The DiscreteDistribution class takes two template parameters:

DiscreteDistribution<MatType, ObsMatType>

• MatType represents the matrix type used to represent internal parameters (e.g. probabilities of each observation).

• ObsMatType represents the matrix type used to represent observations.

• By default:
  • MatType is arma::mat, but any dense matrix type matching the Armadillo API that holds floating-point numbers can be used (e.g. arma::fmat).
  • ObsMatType is MatType, but any matrix type matching the Armadillo API can be used (e.g. arma::fmat, arma::imat, etc.).
• When using custom MatType and ObsMatType parameters, several method signatures will change:

  • DiscreteDistributions(probabilities) will expect probabilities to be ` std::vector<VecType>, where VecType is the column vector type associated with MatType (e.g. arma::fvec for arma::fmat).

  • Probability(observation) and LogProbability(observation) will expect observation to be an ObsVecType, where ObsVecType is the column vector type associated with ObsMatType, and will return a probability with type equivalent to the element type of MatType.

  • Probability(observations, probabilities) and LogProbability(observations, probabilities) will expect observations to be of type ObsMatType and probabilities to be of type VecType.

  • Random() will return an ObsVecType.

  • Train(observations) and Train(observations, probabilities) will expect observations to be of type ObsMatType and probabilities to be of type VecType.

  • Probabilities(dim) will return a VecType.

The code below uses a DiscreteDistribution built on 32-bit floating point numbers.

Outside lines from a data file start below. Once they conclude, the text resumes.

PR #879, opened 2026-03-09
debug: Add logging to agent conversation tests

akram:
## Summary

Add debug logging to `test_agent_conversation.py` to investigate empty response issue in CI (related to PR #782 failure analysis).

## Changes

- Add `[DEBUG]` log statements to track:
  - Result types received from agent (Task/Event tuples vs A2AMessage)
  - Event names and task diagnostics
  - Extracted text from artifacts and messages
  - Artifact counts on final tasks

## Investigation Context

PR #782 CI run failed with 3 tests returning empty responses:
- `test_agent_simple_query` - Agent returned no response text
- `test_agent_multiturn_conversation` - Turn 1 returned no response
- `test_root_span_has_mlflow_attributes` - Missing `mlflow.spanOutputs`

Logs show:
- ✓ Agent pod running and healthy
- ✓ LLM is being called (ChatOpenAI/openai.chat spans present)
- ✓ Traces exist in MLflow
- ✗ Response bodies are empty
- ✗ `mlflow.spanOutputs` missing

## Hypothesis

The issue is **not** a flaky LLM backend (LLM calls are succeeding). It's likely:
1. Agent processing requests but not streaming responses back
2. Response handling/output capture bug in observability middleware
3. Parts structure mismatch in A2A protocol handling

## Testing

This PR will help identify:
- Are tasks arriving with artifacts but empty parts?
- Is text extraction failing silently?
- Are we receiving unexpected event types?
- Is the issue in artifact population or part serialization?

## Related

- Issue #781 - kagenti-deps chart fails on OCP 4.19 (not the root cause but same CI run)
- PR #782 - SPIRE CRD alignment + Keycloak ConfigMap (not responsible for this failure)

### DIFF
--- a/kagenti/tests/e2e/common/test_agent_conversation.py
+++ b/kagenti/tests/e2e/common/test_agent_conversation.py
@@ -13,6 +13,7 @@ Usage:
 
 import os
 import pathlib
+import logging
 
 import pytest
 import httpx
@@ -30,6 +31,8 @@ from a2a.types import (
 from kagenti.tests.e2e.conftest import (
     _fetch_openshift_ingress_ca,
 )
+
+logger = logging.getLogger(__name__)
 
 
 def _is_openshift_from_config():
@@ -194,12 +197,16 @@ class TestWeatherAgentConversation:
 
         try:
             async for result in client.send_message(message):
+                logger.debug("Received result type: %s", type(result))
                 if isinstance(result, tuple):
                     task, event = result
                     last_task = task
-                    events_received.append(
-                        type(event).__name__ if event else "Task(final)"
-                    )
+                    event_name = type(event).__name__ if event else "Task(final)"
+                    events_received.append(event_name)
+                    logger.debug("Event: %s", event_name)
+                    logger.debug("Task: %s", _task_diagnostic(task))
+                    if event:
+                        logger.debug("Event details: %s", event)
 
                     # Check for failed task
                     status = getattr(task, "status", None)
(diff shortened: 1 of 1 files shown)


kagenti/tests/e2e/common/test_agent_conversation.py
```diff
@@ -13,6 +13,7 @@
 
 import os
 import pathlib
+import json
```
cwiklik: **must-fix**: `import json` is added but never used anywhere in the file. This causes ruff `F401` (unused import) failure, which is why the `build (3.11)` and `build (3.12)` CI checks are failing at the pre-commit hooks step. Remove this import to fix CI.

kagenti/tests/e2e/common/test_agent_conversation.py
```diff
@@ -194,12 +195,16 @@ async def test_agent_simple_query(self):
 
         try:
             async for result in client.send_message(message):
```
cwiklik, line 199: **suggestion**: These bare `print()` statements work for quick debugging, but consider using `logging.debug()` so output can be controlled via log level. Alternatively, if these are explicitly temporary (to be reverted after investigation), it would be good to note that in the PR description or a follow-up issue.

Also — the commit has `Signed-off-by: Claude Sonnet 4.5 <noreply@anthropic.com>`. Per repo policy (CLAUDE.md), AI attribution should use the `Assisted-By` trailer rather than `Signed-off-by`, since DCO sign-off implies legal certification that an AI cannot make.

kagenti/tests/e2e/common/test_agent_conversation.py
```diff
@@ -13,6 +13,7 @@
 
 import os
 import pathlib
```
cwiklik, line 15: `import json` is unused — causes ruff `F401` and breaks `build (3.11)` and `build (3.12)` CI checks. Remove this import to fix CI.

kagenti/tests/e2e/common/test_agent_conversation.py
akram: fixed

kagenti/tests/e2e/common/test_agent_conversation.py
akram: fixed

kagenti/tests/e2e/common/test_agent_conversation.py
akram: ran properly pre-commit and get that fixed

pdettori (approved):
/lgtm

// Create a distribution with 10 observations in each of 3 dimensions.
mlpack::DiscreteDistribution<arma::fmat> d(arma::Col<size_t>("10 10 10"));

// Train the distribution on random data.
arma::fmat observations =
    arma::randi<arma::fmat>(3, 100, arma::distr_param(0, 9));
d.Train(observations);

// Compute and print the probability of [8, 6, 7].
const float p = d.Probability(arma::fvec("8 6 7"));
std::cout << "Probability of [8, 6, 7]: " << p << "." << std::endl;

The code below uses a DiscreteDistribution that internally uses float to hold probabilities, but accepts unsigned ints as observations.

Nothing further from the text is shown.